There is no doubt that Cathy Gale helped change the perception of women on British television forever. "When I started, men were still of the opinion that women would always be seen as the weaker sex due to their lack of strength. I was the first woman to be seen defending herself and so illustrated that this was no longer the case. Despite being glamorous and witty, Cathy was also Steed's intellectual equal.
I think her character gave heart to many women at the time. Cathy Gale was a fantasy woman - but there was an awful lot of me in her. I liked her because she was cool and determined and unsentimental, and she never gave up. She could take on a man on his own terms and go all out to win; yet she managed to stay sexy. She was a tantalising mixture - faintly male and very female."
Honor as Pussy Galore in 'Goldfinger.'Honor's contract for the series was due to expire on 21st March, 1964 and as that date approached she had to make a tough decision. "I didn't want to be permanently typecast as an offbeat sex symbol in black leather and boots." But at the same time she didn't want to return to the conventional English rose roles she had been cast in previously. Then-a couple of months before the vital date-there came an offer that was to make up her mind. The offer was to play a character called Pussy Galore in the next James Bond movie; Goldfinger.
"I was already a James Bond fan but I asked to read Goldfinger before taking the part and by the time I had read it, I was convinced it was absolutely me!"

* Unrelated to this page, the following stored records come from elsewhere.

PR #248, opened 2025-04-25
persisting the message in conversations independent of AI service, fallback message added

rish231294:
…llback message added


rish231294:
Included changes with https://github.com/pipeshub-ai/pipeshub-ai/pull/265.

PR #343, opened 2025-05-11
Removed failed only check for re index button in connector stats

vishwjeet-pawar03:


vishwjeet-pawar03:
New updated pr made with uniform connector stats and sync events handling

PR #509, opened 2025-08-08
added graph interface and arango impl

rish231294:


rish231294:
all the comments in the pr are incorp.

PR #577, opened 2025-08-21
Bugfix/pdf render

rishimalhan:


rishimalhan:
My bad. this should have been on my fork.

PR #579, opened 2025-08-21
[ISSUE-578] PDF render bugfix

rishimalhan:
Context:
Running a VM instance on google compute engine and started pipeshub using dev docker compose.
Using Ngrok to forward port 3000 on a doman url
Google workspace syncs correctly and AI query goes through with a response and citations

Issue:
Upon viewing the citation I see Error loading pdf.
I sent backend logs to cursor and it came up with the following explanation

Cursor Output:
Perfect! I found the issue. The streaming route does exist in the knowledge base routes, but it's mounted at the wrong path. Looking at the code:
// In kb.routes.ts - this route exists: router.get( '/stream/record/:recordId', authMiddleware.authenticate, metricsMiddleware(container), ValidationMiddleware.validate(getRecordByIdSchema), getRecordBuffer(appConfig.connectorBackend), );

But in your app.ts, the knowledge base routes are mounted at /api/v1/knowledgeBase, so the full path becomes:
/api/v1/knowledgeBase/stream/record/:recordId
But the frontend is calling:
/api/v1/stream/record/:recordId
The Fix
You need to add a separate route for streaming at the root level. Update your app.ts:

### DIFF
--- a/backend/nodejs/apps/src/app.ts
+++ b/backend/nodejs/apps/src/app.ts
@@ -50,6 +50,7 @@ import { registerStorageSwagger } from './modules/storage/docs/swagger';
 import { CrawlingManagerContainer } from './modules/crawling_manager/container/cm_container';
 import createCrawlingManagerRouter from './modules/crawling_manager/routes/cm_routes';
 import { MigrationService } from './modules/configuration_manager/services/migration.service';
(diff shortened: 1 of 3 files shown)


vishwjeet-pawar03:
Hi @rishimalhan the implementation of this route already exists in the kb.routes.ts file, and if a connector url is set then it calls directly the python backend. Happy to help with any further queries.

PR #2439, opened 2026-05-28
fix(mcp): add sessionIdGenerator to StreamableHTTPServerTransport

berkabot:
## Problem

The MCP controller creates a `StreamableHTTPServerTransport` with `sessionIdGenerator: undefined`, which means the server never includes a `Mcp-Session-Id` header in its responses.

`mcp-remote` (the standard stdio↔HTTP bridge used by Claude Desktop and other MCP clients) requires this header to correlate responses. Without it, the connection hangs indefinitely on `initialize` and Claude Desktop times out.

## Fix

Pass `sessionIdGenerator: () => randomUUID()` so every session gets a unique ID returned in the `Mcp-Session-Id` response header. The server remains effectively stateless (no session storage needed) while satisfying the MCP Streamable HTTP spec and `mcp-remote` expectations.

## Tested

With this fix, the `Mcp-Session-Id` header appears in the response and Claude Desktop connects successfully via `mcp-remote`.

### DIFF
--- a/backend/nodejs/apps/src/modules/mcp/controller/mcp.controller.ts
+++ b/backend/nodejs/apps/src/modules/mcp/controller/mcp.controller.ts
@@ -6,6 +6,7 @@
  */
 
 import { Response, NextFunction } from 'express';
+import { randomUUID } from 'crypto';
 import { StreamableHTTPServerTransport } from '@modelcontextprotocol/sdk/server/streamableHttp.js';
 import { AuthenticatedUserRequest } from '../../../libs/middlewares/types';
 import { Logger, getLogLevel } from '../../../libs/services/logger.service';
@@ -40,7 +41,7 @@ export const handleMCPRequest =
       const { PipeshubCore } = await coreModule;
 
       const transport = new StreamableHTTPServerTransport({
-        sessionIdGenerator: undefined,
+        sessionIdGenerator: () => randomUUID(),
       });
 
       const { server: mcpServer } = createMCPServer({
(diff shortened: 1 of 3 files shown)


realaashil:
Hi @berkabot , I hope you are doing well, can you share me your claude desktop setup of  pipeshub mcp to futher debug this issue.

abhishek-pipeshub:
@berkabot Can you fix the unit tests failures as well

realaashil:
Hi @berkabot , I hope you are doing well. We diagnoised and found out that claude desktop doesnt support http transport protocol for mcp. SessionID is MAY (optional) according to mcp spec sheet and we want to align our mcp server with the spec. We support stdio transport out of the box and it supports oauth token (client_creds only). So you dont need to generate token yourself, I am pasting an example config below try it once and let me know your results or any issues faced. I will document this properly on our docs website later this week / next week.
```
"mcpServers": {
    "pipeshub": {
      "command": "npx",
      "args": [
        "-y",
        "@pipeshub-ai/mcp",
        "start",
        "--server-url",
        "http://localhost:3000/api/v1",
        "--client-id",
        "CLIENT_ID",
        "--client-secret",
        "CLIENT_SECRET",
        "--token-url",
        "http://localhost:3000/api/v1/oauth2/token"
      ]
    }
  },
```
  Thank you for your patience and have a great day!

realaashil:
Hi @berkabot , you can refer to latest docs here: https://docs.pipeshub.com/mcp/claude-desktop

PR #2531, opened 2026-06-14
fix(indexing): stop dropping the first table data row in LLM enhancement

rachit367:
## Summary

`_enhance_tables_with_llm` silently drops the **first data row** of every table when generating per-row natural-language descriptions, which shifts every row's description by one and leaves the **last row** with no description. This corrupts table retrieval/citation accuracy for any table with a header row and ≥2 data rows.

## Root cause

In `backend/python/app/events/processor.py`, header rows are filtered out before the grid is built:

```python
for i, (row_dict, row_block) in enumerate(zip(row_dicts, row_blocks)):
    is_header = (... table_row_metadata.is_header)
    if not is_header:
        non_header_row_dicts.append(row_dict)   # <-- grid is data rows only
        non_header_row_indices.append(i)

if non_header_row_dicts:
    table_data = {"grid": [[row] for row in non_header_row_dicts]}
    row_descriptions, _ = await get_rows_text(
        self.config_service, table_data, table_summary, column_headers   # <-- bug
    )
```

But `get_rows_text` assumes **`grid[0]` is the header row** and skips it when `column_headers` is non-empty (`indexing_helpers.py`):

```python
if column_headers:
    table_rows = table[1:]     # drops grid[0]
else:
    table_rows = table
```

The films co-producer Albert R Broccoli, who had noted her success in The Avengers also thought she was perfectly cast. "The Brits would love her because they knew her as Mrs Gale, the Yanks would like her because she was so good - it was a perfect combination."
Although gone from The Avengers, she was not forgotten. In a 1965 episode, titled Too Many Christmas Trees, John Steed received a Christmas card from Cathy Gale. "A card from Mrs Gale!" Steed exclaimed in delight. Then, reading the inscription, he said, (in a reference to the 'Bond' movie), "Whatever can she be doing at Fort Knox...?".
Some years later, Honor reflected on the fact that her decision to leave The Avengers might have come a little too soon. "I walked away at the wrong moment. They were just going from black and white to colour; they were starting to get real film money."
Her popularity in the high-profile Bond movie should have led to better films, but it didn't, and for the most part the only offers that came in were for low-level melodrama and routine adventures. So Honor returned to the stage, and received rave reviews, as a blind heroine in the thriller Wait Until Dark
"Playing the part of a blind woman was an enormous challenge, because it wasn't enough to give the impression of blindness. Technically it creates a lot of problems because you are acting in a vacuum." She said. "It is a strange experience to cut yourself off from any communication by sight with the other actors."
Around the same time, Honor also launched into the business side of entertainment, forming Six-Star Entertainment, an alleged million pound venture with John Mills, Hayley Mills, Richard Attenborough, Herbert Lom and Curt Jurgens.
Her second marriage, to actor Maurice Kaufmann (in 1961) led to the adoption of two children, Carlotta (Lottie) in 1968 and Barnaby in 1969. "We waited a long time before we decided to adopt simply because we couldn't believe we couldn't actually make a baby," Honor was quoted as saying in 1968. That same year Honor appeared in an ABC Armchair Theatre production (Recount) in which she played the role of a woman who discovers she is pregnant in middle age. Her marriage to Maurice Kaufman ended in divorce in 1975 but Honor never remarried. Following that, TV appearances became few and far between, and although Honor kept working in film and theatre, it wasn't until 1981 that she was seen in anything like a regular role on British television when she appeared as Veronica Barton in five episodes of the sitcom Never The Twain.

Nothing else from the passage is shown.